Shanner has imbibed the essence of Chekhovian, Ibsenite, Brechtian, and absurdist theatre and digested it with the fare of local theatre and cultural idiom. The demands of contemporary existence led him to this unique creative process. He is the genuine maker of people's theatre in the proscenium stage of the Thamils of Sri Lanka and represents the voices of the people.
He is also the powerhouse of play scripts for modern, Thamil theatre. Other than his original works he translates plays of the world through English for performance. He has translated plays from all over the world and has brought in different experiences from Asia to Africa to Sri Lankan Thamil theatre audiences.
Other than script writing and translations he has also trained generations of theatre practitioners for more than 30 years. Most modern Thamil theatre practitioners, in Sri Lanka and the Diaspora, are directly or indirectly indebted to Shanner. He also teaches drama and theatre arts for students from schools and universities. He has taught the subject free for years in his house, “Thayaham at Thirunelvelly, Jaffna.

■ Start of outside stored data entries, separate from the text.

PR #199, opened 2026-06-13
fix: deny non-string array items in allowedExtensions and recipientDomain

### LINKED ISSUE #197: bug: non-string array items silently dropped in allowedExtensions and recipientDomain handlers
## Summary

The `allowedExtensions` and `recipientDomain` condition handlers accept both a single-string argument and an array-of-strings argument for multi-file / multi-recipient calls. When the argument is a `[]interface{}` array, non-string items (e.g. numbers, booleans, null) are silently ignored via a failed type assertion. This means a structurally invalid MCP request slips through without a type error, and the condition evaluates only the subset of items that happen to be strings.

## Location

`pkg/enforcement/handlers.go` — `handleAllowedExtensions` (the `recipientDomain` handler has the same pattern):

```go
case []interface{}:
    for _, item := range t {
        if s, ok := item.(string); ok {   // non-string items: ok == false, silently skipped
            if s = strings.TrimSpace(s); s != "" {
                paths = append(paths, s)
            }
        }
    }
```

It could be said that though an individual, he has played the role of an institution in the field of modern Thamil theatre. Generations of people involved in theatre activities with social commitment from all over the world where Thamils live, are students of Shanner.
In 1978 Shanner set up the Drama and Theatre School in Jaffna in collaboration with dramatists like A. Tarcicious and began producing

S. Jeyasankar 47
modern plays with practitioners specially trained in modern theatre. They sought to establish a new theatre culture that was entertaining as well as educational and spoke the sophisticated language of the contemporary stage.
Shanner has also produced a substantial amount of reading material on theatre history, particularly on the history of world theatres, architectures of world theatres and the theory of drama in Thamil for students and practitioners. These materials have been used as a resource base in theatre studies in Thamil for more than two decades though not in printed form.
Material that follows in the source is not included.